I've written this function to do the sampling but it has flaws (see below):
resample <- function(x, ...) x[sample.int(length(x), ...)]
locate_points<- function(dataz,l,n) #l is the interval, n is # points to sample. This is called by another function that specifies start time among other info.
{
tlength=0
i=1
while(tlength<n)
{
low=l-i
high=l+i
if(low<=min(dataz$day)) { low=min(dataz$day) }
if(high>=max(dataz$day)) { high=max(dataz$day) }
test=resample(dataz$day[dataz$day>low & dataz$day<high & dataz$day!=l])
tlength=length(test)
i=i+1
}
test=sort(test)
k=test[1:n]
return (k)
}
Two issues I need help with:
While my function does return the desired number of points, it is not centered around my search value. Makes sense because as I get wider, I get more points and when I sort those and pick the first n, They tend not to be the low values.

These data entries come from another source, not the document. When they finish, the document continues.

PR #655, opened 2019-07-26
HARP-6293: Plug zoom level handling to globe projection.

Astrak:


@here/harp-mapview/lib/Utils.ts
```diff
@@ -240,6 +258,23 @@ export namespace MapViewUtils {
...
     }
 
+    /**
+     * The function doing a pan when [[MapView]]'s active [[ProjectionType]] is spherical.
+     *
+     * @param mapView MapView instance.
+     * @param fromWorld Start vector representing the scene position of a geolocation.
+     * @param toWorld End vector representing the scene position of a geolocation.
+     */
+    export function rotateGlobe(
```
nzjony: rotateGlobe is actually rotating the camera about the globe, to make it look like the globe is rotating (as far as I can tell)

Why not just rotate the globe and keep the camera still?

nzjony: Another comment, rotating the camera is also fine, I would just rename the function to mention that the camera is moved, as opposed to the globe, something like rotateCameraAroundGlobe... or equivalent

Astrak: Ah indeed. All the camera logic was not implemented by me so I don't know the ins and outs of the decision, but I will rename to this for clarity.

@here/harp-map-controls/lib/MapControls.ts
```diff
@@ -355,7 +345,10 @@ export class MapControls extends THREE.EventDispatcher {
             this.stopZoom();
         }
 
-        const yawPitchRoll = MapViewUtils.extractYawPitchRoll(this.camera.quaternion);
+        const yawPitchRoll = MapViewUtils.extractYawPitchRoll(
```
ninok: It is a bit weird, that you need the projection to get yaw, pitch and roll from the camera.
Maybe we have to work on our naming. Yaw, pitch and roll are just the angles of the camera rotation in world space.
If you are referring to the angles relative to the surface or local tangent space we should call them differently, e.g.:
azimuth, tilt and surfaceRoll (unfortunately there is no distinct name for roll).

@here/harp-mapview/lib/Utils.ts
```diff
@@ -240,6 +258,23 @@ export namespace MapViewUtils {
...
+        mapView: MapView,
+        fromWorld: THREE.Vector3,
+        toWorld: THREE.Vector3
+    ) {
+        tmpQuaternion.setFromUnitVectors(fromWorld.normalize(), toWorld.normalize()).inverse();
+        tmpMatrix.copyPosition(mapView.camera.matrix).makeRotationFromQuaternion(tmpQuaternion);
```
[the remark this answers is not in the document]
Astrak: `tmpMatrix` first needs to be set to the `mapView.camera.matrix`?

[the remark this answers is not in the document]
nzjony: I mean *can* be removed, not is removed.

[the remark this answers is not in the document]
Astrak: Indeed, thanks.

@here/harp-mapview/lib/Utils.ts
```diff
@@ -298,7 +350,8 @@ export namespace MapViewUtils {
      * the raycast is above the horizon.
      *
      * @param mapView Instance of MapView.
-     * @param pointOnScreenNDC  Point in NDC space.
+     * @param pointOnScreenXNDC  Abscissa in NDC space.
```
nzjony: 🚀

PR #656, opened 2019-07-26
HARP-5144: Add picking for omv-datasource

pit-rpg:
HARP-5144, HARP-6565, Picking implemented for OMV data source,
fixed issues with road and label picking.

### DIFF
--- a/@here/harp-datasource-protocol/lib/TileInfo.ts
+++ b/@here/harp-datasource-protocol/lib/TileInfo.ts
@@ -20,6 +20,15 @@ export interface TileInfo {
 }
 
 /**
+ * Represents a feature group type for tile info.
+ */
+export enum FeatureGroupType {
+    Point,
+    Line,
+    Polygon
+}
+
+/**
  * Minimum estimated size of a JS object.
  */
 const MINIMUM_OBJECT_SIZE_ESTIMATION = 100;
@@ -143,7 +152,7 @@ export class LineFeatureGroup extends FeatureGroup {
      * An array of object defined by the user. Certain elements may be `undefined` (if this line
      * feature is not a road, or if the object for that feature is undefined).
      */
-    userData?: Array<{} | undefined> = [];
+    userData: Array<{} | undefined> = [];
 
     getNumBytes(): number {
         return (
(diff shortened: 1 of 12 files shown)


@here/harp-datasource-protocol/lib/TileInfo.ts
```diff
@@ -19,6 +19,15 @@ export interface TileInfo {
     readonly numBytes: number;
 }
 
+/**
+ * Represents a feature group type for tile info.
+ */
+export enum FeatureGropeType {
```
StefanDachwitz: What is a "Grope" ?

@here/harp-mapview/lib/PickHandler.ts
```diff
@@ -137,8 +134,8 @@ export class PickHandler {
      */
     intersectMapObjects(x: number, y: number): PickResult[] {
         const worldPos = this.mapView.getNormalizedScreenCoordinates(x, y);
-        const rayCaster = this.m_rayCaster;
 
+        const rayCaster = this.mapView.raycasterFromScreenPoint(x, y);
```
StefanDachwitz: Why is it necessary to create a new raycaster on every call?

@here/harp-mapview/lib/PickHandler.ts
```diff
@@ -102,7 +101,6 @@ export interface PickResult {
  * Handles the picking of scene geometry and roads.
  */
 export class PickHandler {
-    private readonly m_rayCaster: PickingRaycaster;
     private readonly m_plane = new THREE.Plane(new THREE.Vector3(0, 0, 1));
```
StefanDachwitz: If PickingRayCaster is no longer required, please remove file.

pit-rpg: The PickingRaycaster is used for MapViewPoints that used for Circles and Squares classes. They are almost unused in the code but I don't really sure that I can remove them.

@here/harp-mapview/lib/PickHandler.ts
pit-rpg: here the raycasterFromScreenPoint method returns only a link to the MapView.m_raycaster object

PR #657, opened 2019-07-29
HARP-6556: Generalize dynamic attributes for techniques.

zbigg:
Work-in-progress, 

Support for general dynamic attributes in techniques (fade, interpolation, time) based on `Expr`
* any attribute can be `Expr` in JSON
* most of them are resolved to constitute unique `Technique`, but
* some attributes are `DynamicAttributes` which can vary accross
 -  features (like `height`, `color`), those affect geometry creation
 - time - time/frame/zoom/camera dependent material attributes


zbigg:
Splitted into #695, #697

PR #659, opened 2019-07-29
HARP-5431 Zoomlevel now based on distance from... low resolution terrain (level 4 tiles).

nzjony:


@here/harp-mapview/lib/MapView.ts
```diff
@@ -2158,7 +2162,7 @@ export class MapView extends THREE.EventDispatcher {
             );
         } else {
             const cameraPitch = MapViewUtils.extractYawPitchRoll(this.m_camera.quaternion).pitch;
-            const cameraPosZ = Math.abs(this.projection.groundDistance(this.m_camera.position));
+            const cameraPosZ = this.getHeightAboveTerrain(4);
```
CraigBerlin: Would be clearer is we declared a constant for the low resolution terrain zoom level.

nzjony: I also renamed the method, I think it should be clearer now.

nzjony:

PR #660, opened 2019-07-29
HARP-6277: Globe rotation inertia.

Astrak:


@here/harp-mapview/lib/Utils.ts
```diff
@@ -21,37 +21,19 @@ const MINIMUM_OBJECT3D_SIZE_ESTIMATION = 1000;
...
-    /**
-     * Cached quaternion for intermediate maths to avoid creating new instances.
-     */
-    const tmpQuaternion = new THREE.Quaternion();
-
-    /**
-     * Cached matrix for intermediate maths to avoid creating new instances.
-     */
-    const tmpMatrix = new THREE.Matrix4();
+//Caching those for performance reasons.
```
kkostecki: Maybe stupid question, but why you have extracted helpers outside the namespace? Are they used somewhere else?

@here/harp-map-controls/lib/MapControls.ts
```diff
@@ -1312,25 +1341,22 @@ export class MapControls extends THREE.EventDispatcher {
...
-            // Assign the new animation start time.
-            this.m_panAnimationStartTime = performance.now();
             this.m_panDistanceFrameDelta.subVectors(fromWorld, toWorld);
-            this.pan();
         } else if (this.mapView.projection.type === geoUtils.ProjectionType.Spherical) {
-            // TODO: HARP-6277: Implement inertia in globe.
-            MapViewUtils.rotateCameraAroundGlobe(this.mapView, fromWorld, toWorld);
+            this.m_lastRotateGlobeFromVector.copy(fromWorld);
+            this.m_lastRotateGlobeAxis.crossVectors(fromWorld, toWorld).normalize();
+            this.m_lastRotateGlobeAngle = Math.acos(fromWorld.normalize().dot(toWorld.normalize()));
```
kkostecki: If you are limited to 90 degrees (to angles gives same sinus value between 0-PI), angle may be retrieved directly from cross product of normalized vectors, then divide cross by sines and normalization of cross is done.
Maybe not important, but gives small optimization.

@here/harp-map-controls/lib/MapControls.ts
```diff
@@ -1184,7 +1213,7 @@ export class MapControls extends THREE.EventDispatcher {
                 const pinchDistance = this.calculatePinchDistanceInWorldSpace();
                 this.moveAlongTheViewDirection(pinchDistance);
             } else if (this.mapView.projection.type === geoUtils.ProjectionType.Spherical) {
-                // TODO: HARP-6597: Implement rotation for globe.
+                // TODO: HARP-6597: Implement yaw rotation for globe.
                 const pinchDistance = this.calculatePinchDistanceInWorldSpace();
                 this.setZoomLevel(this.currentZoom + pinchDistance * 0.01);
```
kkostecki: Would love to have this as some static const definition, maybe PINCH_ZOOM_LEVEL_RATIO ?

@here/harp-map-controls/lib/MapControls.ts
```diff
@@ -777,41 +789,73 @@ export class MapControls extends THREE.EventDispatcher {
...
+            );
+        } else if (this.mapView.projection.type === geoUtils.ProjectionType.Spherical) {
+            MapViewUtils.rotateCameraAroundGlobe(
+                this.mapView,
+                this.m_lastRotateGlobeFromVector,
+                this.m_tmpVector3
+                    .copy(this.m_lastRotateGlobeFromVector)
+                    .applyQuaternion(this.m_rotateGlobeQuaternion)
+            );
+            this.mapView.camera.updateMatrixWorld(true);
```
kkostecki: If its really needed (no update from outside), I guess it should be encapsulated in MapViewUtils.rotateCameraAroundGlobe() method implementation, it already has mapView reference to access.

@here/harp-mapview/lib/Utils.ts
Astrak: Yes that was a request from @robertoraggi, because they should not be in the API of the Utils namespace, they are just there to avoid creating and dumping objects every frame.

@here/harp-map-controls/lib/MapControls.ts
Astrak: Right, however this is only for the in progress work on the controls. Later the use of `moveAlongTheViewDirection` will be implemented in lieu of `setZoomLevel` when zooming with touch, as in flat version above.

PR #661, opened 2019-07-30
HARP-6379: Camera change interception/hooks

SergiiKulakovskyi:

### DIFF
--- a/@here/harp-mapview/lib/MapView.ts
+++ b/@here/harp-mapview/lib/MapView.ts
@@ -105,7 +105,9 @@ export enum MapViewEventNames {
     /** Called when the WebGL context is lost. */
     ContextLost = "webglcontext-lost",
     /** Called when the WebGL context is restored. */
-    ContextRestored = "webglcontext-restored"
+    ContextRestored = "webglcontext-restored",
+    /** Called when camera position has been changed. */
+    CameraPositionChanged = "camera-changed"
 }
 
 const logger = LoggerManager.instance.create("MapView");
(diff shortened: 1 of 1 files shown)


@here/harp-mapview/lib/MapView.ts
```diff
@@ -2392,6 +2395,23 @@ export class MapView extends THREE.EventDispatcher {
 
         this.m_movementDetector.checkCameraMoved(this, time);
 
+        if (this.m_movementDetector.cameraMovedLastFrame) {
+            const { yaw, pitch, roll } = MapViewUtils.extractYawPitchRoll(this.camera.quaternion);
+            const { latitude, longitude, altitude } = this.projection.unprojectPoint(
```
ninok: TLDR: Please pass the camera position instead of the look-at point to the callback.

{latitude, longitude, altitude} represents the look at point, not the camera position. There are several concerns with this:
1. the event is called CameraPositionChanged so I would expect that it returns the camera position
2. the rayCast method does not always return a result, especially when the camera is looking up or when using sphere projection
3. even if the ray is hitting the plane you might get a world point that is not representable in geo space. I guess the unproject method will just clamp it, but this might not be what the user wants

So if the user really needs the look-at point instead of the position he/she has to compute it. Maybe you can provide a helper method in MapViewUtils `getCameraTargetCoordinatesFromCameraCoordinates`. We already have the inverse method there.

@here/harp-mapview/lib/MapView.ts
```diff
@@ -2392,6 +2395,23 @@ export class MapView extends THREE.EventDispatcher {
 
         this.m_movementDetector.checkCameraMoved(this, time);
```
ninok: This is already returning true/false, so just move it into the if condition

SergiiKulakovskyi: Thanks for noticing

@here/harp-mapview/lib/MapView.ts
SergiiKulakovskyi: Totally agree

PR #662, opened 2019-07-30
HARP-6378: Synchronous rendering

SergiiKulakovskyi:

### DIFF
--- a/@here/harp-examples/src/rendering_synchronous.ts
+++ b/@here/harp-examples/src/rendering_synchronous.ts
@@ -1,0 +1,200 @@
+/*
+ * Copyright (C) 2017-2019 HERE Europe B.V.
+ * Licensed under Apache 2.0, see full license in LICENSE
+ * SPDX-License-Identifier: Apache-2.0
+ */
+import { GeoCoordinates } from "@here/harp-geoutils";
+import { CopyrightElementHandler, MapView, MapViewEventNames } from "@here/harp-mapview";
+import { APIFormat, OmvDataSource } from "@here/harp-omv-datasource";
+import THREE = require("three");
+import { accessToken } from "../config";
+
+/**
+ * The example shows how to render map synchronously within your own render loop.
+ * By default, when map is updated, changes will be rendered in the next animation frame.
+ *
+ * Setting `synchronousRendering` to `true` allows to control rendering process
+ * and by calling `mapView.renderSync()`.
+ *
+ * ```typescript
+ * [[include:harp_gl_rendering_synchronous_1.ts]]
+ * ```
+ *
+ * `MapViewEventNames.Update` event fired when [[MapView]] requests for a redraw.
+ * E.g.: Tiles asynchronously decoded and ready for rendering, labels animation, etc...
+ *
+ * Subscribe to this event, and call your `update` method.
+ *
+ * ```typescript
+ * [[include:harp_gl_rendering_synchronous_2.ts]]
+ * ```
+ *
+ * Implement your own render loop like in the example below.
+ * With `mapView.renderSync()` you will immediately redraw the map scene.
+ *
+ * Make checks to avoid multiple redrawing at one frame.
+ *
+ * ```typescript
+ * [[include:harp_gl_rendering_synchronous_3.ts]]
+ * ```
+ *
+ */
+export namespace SynchronousRendering {
+    // Creates a new MapView for the HTMLCanvasElement of the given id
+    function initializeMapView(id: string): MapView {
+        const canvas = document.getElementById(id) as HTMLCanvasElement;
+
+        // snippet:harp_gl_rendering_synchronous_1.ts
+        const map = new MapView({
+            canvas,
+            theme: "resources/berlin_tilezen_base.json",
+            synchronousRendering: true
+        });
+        // end:harp_gl_rendering_synchronous_1.ts
+        map.renderLabels = false;
+
+        CopyrightElementHandler.install("copyrightNotice", map);
+
+        // Resize the mapView to maximum
+        map.resize(window.innerWidth, window.innerHeight);
+
+        // React on resize events
+        window.addEventListener("resize", () => {
+            map.resize(window.innerWidth, window.innerHeight);
+        });
+
+        const omvDataSource = new OmvDataSource({
+            baseUrl: "https://xyz.api.here.com/tiles/herebase.02",
+            apiFormat: APIFormat.XYZOMV,
+            styleSetName: "tilezen",
+            authenticationCode: accessToken
+        });
+        map.addDataSource(omvDataSource);
+
+        return map;
+    }
+
+    class Popup {
+        private canvas: HTMLCanvasElement;
+        private context: CanvasRenderingContext2D;
+
+        constructor(text: string, private coordinates: GeoCoordinates) {
+            this.addHTMLElements(text);
+
+            this.canvas = document.getElementById("popupLine") as HTMLCanvasElement;
+            this.context = this.canvas.getContext("2d") as CanvasRenderingContext2D;
+
+            this.canvas.width = window.innerWidth;
+            this.canvas.height = window.innerHeight;
+            window.addEventListener("resize", () => {
+                this.canvas.width = window.innerWidth;
+                this.canvas.height = window.innerHeight;
+            });
+        }
+
+        addHTMLElements(text: string) {
+            document.body.innerHTML += `
+                <style>
+                    #popupLine {
+                        position: absolute;
+                        border: 0;
+                        left: 0;
+                        width: 100%;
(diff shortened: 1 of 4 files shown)


@here/harp-mapview/lib/MapView.ts
```diff
@@ -1624,9 +1624,22 @@ export class MapView extends THREE.EventDispatcher {
...
+                zoomLevel
+            );
+            const pitchRad = THREE.Math.degToRad(pitchDeg);
+            const projectedDistanceOnTheGround = distanceToGround * Math.tan(pitchRad);
+
+            const yawRad = THREE.Math.degToRad(yawDeg);
+            const worldTargetCoordinates = this.projection.projectPoint(geoPos);
+
+            this.m_camera.position.set(
+                worldTargetCoordinates.x + Math.sin(yawRad) * projectedDistanceOnTheGround,
```
ninok: Why do you move the camera position in x and y direction? This API should just set the position of the camera using the projected geoPos and adjust the height (z for planar projection) based on the provided zoomlevel.
If you want to set the target/look-at point of the camera you would not use this API.
Looking at the code below for the sphere projection, I think it would also work for the planar projection, so just remove the if part and keep the else part.

@here/harp-mapview/lib/MapView.ts
```diff
@@ -2030,6 +2051,13 @@ export class MapView extends THREE.EventDispatcher {
         this.m_elevationProvider = elevationProvider;
     }
 
+    /**
+     * Draw a new frame synchronously.
+     */
+    redraw() {
```
zbigg: `renderSync` ?

If this is public, then maybe remove this bool attribute from `update`.
Update is meant mainly for other APIs to inform MAP, that update is needed, not to really re-render.

You should also add `if (!this.m_updatePending) { return}` to `private render()` so, if we rendered stuff asynchronously, nobody will try to redraw it again. Or similar mechanism.

@here/harp-mapview/lib/MapView.ts
```diff
@@ -1624,9 +1624,22 @@ export class MapView extends THREE.EventDispatcher {
         pitchDeg: number = 0
     ): void {
         if (this.projection.type === ProjectionType.Planar) {
+            const distanceToGround = MapViewUtils.calculateDistanceToGroundFromZoomLevel(
```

Second, how do I get the actual rows out? For now I have another function to locate these rows using
which
, thenrbind
'ing those rows together. Seems like there should be a better way.
thanks!
Solution
How about something like the following:
day = 1:1000
search = seq(from=5, to=max(day), by=30)
x = sort(setdiff(day, search))
pos = match(x[unlist(lapply(findInterval(search, x), seq, len=2))], day)
day[pos]
To get the rows from your data.frame just subset it:
rows = data[pos, ]
This is maybe slightly cleaner than the unlist/lapply/seq combo:
pos = match(x[outer(c(0, 1), findInterval(search, x), `+`)], day)
Also note that if you want a larger window (eg say 4), its just a matter of going back a bit:
pos = match(x[outer(-1:2, findInterval(search, x), `+`)], day)
OTHER TIPS
Loved the solution of Charles, which works perfectly for the case n=2. Alas, it's not extendible to larger windows. It still has the problem described by OP: with larger windows, the selection is not centered around the search value. Given n is even, I came up with following solution, heavily based on Charles idea.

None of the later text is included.